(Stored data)
☆ ☆ ☆ ☆

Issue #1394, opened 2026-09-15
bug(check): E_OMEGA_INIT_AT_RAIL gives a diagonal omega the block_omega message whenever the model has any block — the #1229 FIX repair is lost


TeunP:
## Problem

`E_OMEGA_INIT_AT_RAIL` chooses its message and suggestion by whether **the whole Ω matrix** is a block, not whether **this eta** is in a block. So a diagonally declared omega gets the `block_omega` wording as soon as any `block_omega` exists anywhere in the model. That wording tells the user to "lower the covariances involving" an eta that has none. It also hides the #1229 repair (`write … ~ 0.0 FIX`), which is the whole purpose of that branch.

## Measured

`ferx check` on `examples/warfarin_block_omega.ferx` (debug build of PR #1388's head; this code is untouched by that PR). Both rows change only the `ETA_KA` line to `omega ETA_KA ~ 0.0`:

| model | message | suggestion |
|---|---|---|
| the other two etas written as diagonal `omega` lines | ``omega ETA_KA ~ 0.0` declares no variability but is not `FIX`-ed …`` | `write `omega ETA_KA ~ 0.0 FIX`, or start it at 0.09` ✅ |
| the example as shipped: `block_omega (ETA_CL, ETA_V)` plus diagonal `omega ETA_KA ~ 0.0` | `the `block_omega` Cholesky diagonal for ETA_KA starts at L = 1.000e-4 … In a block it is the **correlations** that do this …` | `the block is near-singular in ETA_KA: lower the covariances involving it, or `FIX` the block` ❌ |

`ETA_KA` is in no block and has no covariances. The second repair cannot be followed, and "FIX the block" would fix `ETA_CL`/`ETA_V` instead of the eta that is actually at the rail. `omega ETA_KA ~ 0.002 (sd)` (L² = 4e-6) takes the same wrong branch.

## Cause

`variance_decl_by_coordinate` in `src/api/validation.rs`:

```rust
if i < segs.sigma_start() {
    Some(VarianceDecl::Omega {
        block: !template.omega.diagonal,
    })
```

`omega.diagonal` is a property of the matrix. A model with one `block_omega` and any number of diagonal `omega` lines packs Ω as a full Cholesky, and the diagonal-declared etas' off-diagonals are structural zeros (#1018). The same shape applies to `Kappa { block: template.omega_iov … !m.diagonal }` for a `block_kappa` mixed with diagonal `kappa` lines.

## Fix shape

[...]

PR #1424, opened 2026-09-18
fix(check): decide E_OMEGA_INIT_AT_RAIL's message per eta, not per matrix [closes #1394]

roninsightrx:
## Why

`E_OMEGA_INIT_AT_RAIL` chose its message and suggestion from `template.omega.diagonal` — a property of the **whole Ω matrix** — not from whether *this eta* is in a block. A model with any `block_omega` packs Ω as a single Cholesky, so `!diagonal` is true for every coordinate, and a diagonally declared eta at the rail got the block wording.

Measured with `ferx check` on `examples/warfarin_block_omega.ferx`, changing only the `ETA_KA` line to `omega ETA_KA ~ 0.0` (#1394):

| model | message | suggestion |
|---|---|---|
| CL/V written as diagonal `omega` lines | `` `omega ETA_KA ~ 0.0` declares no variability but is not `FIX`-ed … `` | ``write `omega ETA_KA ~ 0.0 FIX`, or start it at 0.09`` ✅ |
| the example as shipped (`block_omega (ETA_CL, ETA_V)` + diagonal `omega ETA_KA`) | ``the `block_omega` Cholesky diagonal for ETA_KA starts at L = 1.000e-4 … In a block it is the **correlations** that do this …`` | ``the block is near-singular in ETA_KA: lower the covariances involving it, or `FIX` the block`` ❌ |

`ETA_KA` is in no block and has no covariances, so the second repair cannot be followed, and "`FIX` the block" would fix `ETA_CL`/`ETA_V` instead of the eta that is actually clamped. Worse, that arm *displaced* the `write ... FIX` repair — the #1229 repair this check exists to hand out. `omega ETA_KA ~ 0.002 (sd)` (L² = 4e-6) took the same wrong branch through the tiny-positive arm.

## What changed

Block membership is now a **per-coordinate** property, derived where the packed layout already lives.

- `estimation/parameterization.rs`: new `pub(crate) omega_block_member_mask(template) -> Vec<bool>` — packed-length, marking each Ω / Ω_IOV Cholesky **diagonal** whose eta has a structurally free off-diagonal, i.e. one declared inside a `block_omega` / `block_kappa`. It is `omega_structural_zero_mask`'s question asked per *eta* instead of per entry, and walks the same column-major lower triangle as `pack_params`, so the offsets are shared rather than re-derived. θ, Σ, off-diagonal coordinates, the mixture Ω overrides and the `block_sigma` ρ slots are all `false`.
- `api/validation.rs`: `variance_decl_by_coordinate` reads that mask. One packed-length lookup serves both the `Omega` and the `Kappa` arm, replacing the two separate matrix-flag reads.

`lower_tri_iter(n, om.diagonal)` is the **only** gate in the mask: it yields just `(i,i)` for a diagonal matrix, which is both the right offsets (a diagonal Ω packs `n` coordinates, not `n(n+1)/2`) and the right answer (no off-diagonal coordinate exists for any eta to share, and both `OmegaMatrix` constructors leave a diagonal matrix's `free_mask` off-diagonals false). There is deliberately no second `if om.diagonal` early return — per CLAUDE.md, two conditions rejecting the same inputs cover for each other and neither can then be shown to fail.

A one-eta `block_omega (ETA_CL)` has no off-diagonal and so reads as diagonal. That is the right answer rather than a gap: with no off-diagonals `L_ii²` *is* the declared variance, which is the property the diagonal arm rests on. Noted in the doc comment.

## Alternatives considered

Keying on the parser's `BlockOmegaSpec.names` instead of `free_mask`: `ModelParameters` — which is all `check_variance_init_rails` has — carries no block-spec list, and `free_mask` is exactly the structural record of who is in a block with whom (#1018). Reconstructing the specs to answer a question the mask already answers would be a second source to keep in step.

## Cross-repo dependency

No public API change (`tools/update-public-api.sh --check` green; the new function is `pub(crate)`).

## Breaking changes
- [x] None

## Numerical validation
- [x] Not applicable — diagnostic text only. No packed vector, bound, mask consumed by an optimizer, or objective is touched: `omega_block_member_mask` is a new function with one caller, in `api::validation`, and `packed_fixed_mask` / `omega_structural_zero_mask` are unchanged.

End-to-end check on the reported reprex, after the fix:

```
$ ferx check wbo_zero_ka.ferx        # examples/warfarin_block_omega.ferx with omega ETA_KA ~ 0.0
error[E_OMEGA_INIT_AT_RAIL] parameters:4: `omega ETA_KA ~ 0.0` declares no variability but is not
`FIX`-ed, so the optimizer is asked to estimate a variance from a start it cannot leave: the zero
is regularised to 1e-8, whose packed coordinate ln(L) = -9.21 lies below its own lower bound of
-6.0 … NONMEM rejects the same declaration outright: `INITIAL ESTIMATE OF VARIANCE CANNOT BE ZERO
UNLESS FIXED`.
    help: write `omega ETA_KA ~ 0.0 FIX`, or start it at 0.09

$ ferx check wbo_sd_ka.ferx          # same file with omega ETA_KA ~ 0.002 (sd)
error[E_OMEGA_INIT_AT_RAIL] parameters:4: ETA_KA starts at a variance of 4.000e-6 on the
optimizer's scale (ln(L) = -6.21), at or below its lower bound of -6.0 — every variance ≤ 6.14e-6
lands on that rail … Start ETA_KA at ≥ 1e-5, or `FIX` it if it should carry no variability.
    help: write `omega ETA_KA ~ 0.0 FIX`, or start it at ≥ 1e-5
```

☆ ☆ ☆ ☆

- [Prompt]:
Copy the entries above exactly. Miss none of them.

- [Final answer]:
Issue #1394, opened 2026-09-15
bug(check): E_OMEGA_INIT_AT_RAIL gives a diagonal omega the block_omega message whenever the model has any block — the #1229 FIX repair is lost


TeunP:
## Problem

`E_OMEGA_INIT_AT_RAIL` chooses its message and suggestion by whether **the whole Ω matrix** is a block, not whether **this eta** is in a block. So a diagonally declared omega gets the `block_omega` wording as soon as any `block_omega` exists anywhere in the model. That wording tells the user to "lower the covariances involving" an eta that has none. It also hides the #1229 repair (`write … ~ 0.0 FIX`), which is the whole purpose of that branch.

## Measured

`ferx check` on `examples/warfarin_block_omega.ferx` (debug build of PR #1388's head; this code is untouched by that PR). Both rows change only the `ETA_KA` line to `omega ETA_KA ~ 0.0`:

| model | message | suggestion |
|---|---|---|
| the other two etas written as diagonal `omega` lines | ``omega ETA_KA ~ 0.0` declares no variability but is not `FIX`-ed …`` | `write `omega ETA_KA ~ 0.0 FIX`, or start it at 0.09` ✅ |
| the example as shipped: `block_omega (ETA_CL, ETA_V)` plus diagonal `omega ETA_KA ~ 0.0` | `the `block_omega` Cholesky diagonal for ETA_KA starts at L = 1.000e-4 … In a block it is the **correlations** that do this …` | `the block is near-singular in ETA_KA: lower the covariances involving it, or `FIX` the block` ❌ |

`ETA_KA` is in no block and has no covariances. The second repair cannot be followed, and "FIX the block" would fix `ETA_CL`/`ETA_V` instead of the eta that is actually at the rail. `omega ETA_KA ~ 0.002 (sd)` (L² = 4e-6) takes the same wrong branch.

## Cause

`variance_decl_by_coordinate` in `src/api/validation.rs`:

```rust
if i < segs.sigma_start() {
    Some(VarianceDecl::Omega {
        block: !template.omega.diagonal,
    })
```

`omega.diagonal` is a property of the matrix. A model with one `block_omega` and any number of diagonal `omega` lines packs Ω as a full Cholesky, and the diagonal-declared etas' off-diagonals are structural zeros (#1018). The same shape applies to `Kappa { block: template.omega_iov … !m.diagonal }` for a `block_kappa` mixed with diagonal `kappa` lines.

## Fix shape

[...]

PR #1424, opened 2026-09-18
fix(check): decide E_OMEGA_INIT_AT_RAIL's message per eta, not per matrix [closes #1394]

roninsightrx:
## Why

`E_OMEGA_INIT_AT_RAIL` chose its message and suggestion from `template.omega.diagonal` — a property of the **whole Ω matrix** — not from whether *this eta* is in a block. A model with any `block_omega` packs Ω as a single Cholesky, so `!diagonal` is true for every coordinate, and a diagonally declared eta at the rail got the block wording.

Measured with `ferx check` on `examples/warfarin_block_omega.ferx`, changing only the `ETA_KA` line to `omega ETA_KA ~ 0.0` (#1394):

| model | message | suggestion |
|---|---|---|
| CL/V written as diagonal `omega` lines | `` `omega ETA_KA ~ 0.0` declares no variability but is not `FIX`-ed … `` | ``write `omega ETA_KA ~ 0.0 FIX`, or start it at 0.09`` ✅ |
| the example as shipped (`block_omega (ETA_CL, ETA_V)` + diagonal `omega ETA_KA`) | ``the `block_omega` Cholesky diagonal for ETA_KA starts at L = 1.000e-4 … In a block it is the **correlations** that do this …`` | ``the block is near-singular in ETA_KA: lower the covariances involving it, or `FIX` the block`` ❌ |

`ETA_KA` is in no block and has no covariances, so the second repair cannot be followed, and "`FIX` the block" would fix `ETA_CL`/`ETA_V` instead of the eta that is actually clamped. Worse, that arm *displaced* the `write ... FIX` repair — the #1229 repair this check exists to hand out. `omega ETA_KA ~ 0.002 (sd)` (L² = 4e-6) took the same wrong branch through the tiny-positive arm.

## What changed

Block membership is now a **per-coordinate** property, derived where the packed layout already lives.

- `estimation/parameterization.rs`: new `pub(crate) omega_block_member_mask(template) -> Vec<bool>` — packed-length, marking each Ω / Ω_IOV Cholesky **diagonal** whose eta has a structurally free off-diagonal, i.e. one declared inside a `block_omega` / `block_kappa`. It is `omega_structural_zero_mask`'s question asked per *eta* instead of per entry, and walks the same column-major lower triangle as `pack_params`, so the offsets are shared rather than re-derived. θ, Σ, off-diagonal coordinates, the mixture Ω overrides and the `block_sigma` ρ slots are all `false`.
- `api/validation.rs`: `variance_decl_by_coordinate` reads that mask. One packed-length lookup serves both the `Omega` and the `Kappa` arm, replacing the two separate matrix-flag reads.

`lower_tri_iter(n, om.diagonal)` is the **only** gate in the mask: it yields just `(i,i)` for a diagonal matrix, which is both the right offsets (a diagonal Ω packs `n` coordinates, not `n(n+1)/2`) and the right answer (no off-diagonal coordinate exists for any eta to share, and both `OmegaMatrix` constructors leave a diagonal matrix's `free_mask` off-diagonals false). There is deliberately no second `if om.diagonal` early return — per CLAUDE.md, two conditions rejecting the same inputs cover for each other and neither can then be shown to fail.

A one-eta `block_omega (ETA_CL)` has no off-diagonal and so reads as diagonal. That is the right answer rather than a gap: with no off-diagonals `L_ii²` *is* the declared variance, which is the property the diagonal arm rests on. Noted in the doc comment.

## Alternatives considered

Keying on the parser's `BlockOmegaSpec.names` instead of `free_mask`: `ModelParameters` — which is all `check_variance_init_rails` has — carries no block-spec list, and `free_mask` is exactly the structural record of who is in a block with whom (#1018). Reconstructing the specs to answer a question the mask already answers would be a second source to keep in step.

## Cross-repo dependency

No public API change (`tools/update-public-api.sh --check` green; the new function is `pub(crate)`).

## Breaking changes
- [x] None

## Numerical validation
- [x] Not applicable — diagnostic text only. No packed vector, bound, mask consumed by an optimizer, or objective is touched: `omega_block_member_mask` is a new function with one caller, in `api::validation`, and `packed_fixed_mask` / `omega_structural_zero_mask` are unchanged.

End-to-end check on the reported reprex, after the fix:

```
$ ferx check wbo_zero_ka.ferx        # examples/warfarin_block_omega.ferx with omega ETA_KA ~ 0.0
error[E_OMEGA_INIT_AT_RAIL] parameters:4: `omega ETA_KA ~ 0.0` declares no variability but is not
`FIX`-ed, so the optimizer is asked to estimate a variance from a start it cannot leave: the zero
is regularised to 1e-8, whose packed coordinate ln(L) = -9.21 lies below its own lower bound of
-6.0 … NONMEM rejects the same declaration outright: `INITIAL ESTIMATE OF VARIANCE CANNOT BE ZERO
UNLESS FIXED`.
    help: write `omega ETA_KA ~ 0.0 FIX`, or start it at 0.09

$ ferx check wbo_sd_ka.ferx          # same file with omega ETA_KA ~ 0.002 (sd)
error[E_OMEGA_INIT_AT_RAIL] parameters:4: ETA_KA starts at a variance of 4.000e-6 on the
optimizer's scale (ln(L) = -6.21), at or below its lower bound of -6.0 — every variance ≤ 6.14e-6
lands on that rail … Start ETA_KA at ≥ 1e-5, or `FIX` it if it should carry no variability.
    help: write `omega ETA_KA ~ 0.0 FIX`, or start it at ≥ 1e-5
```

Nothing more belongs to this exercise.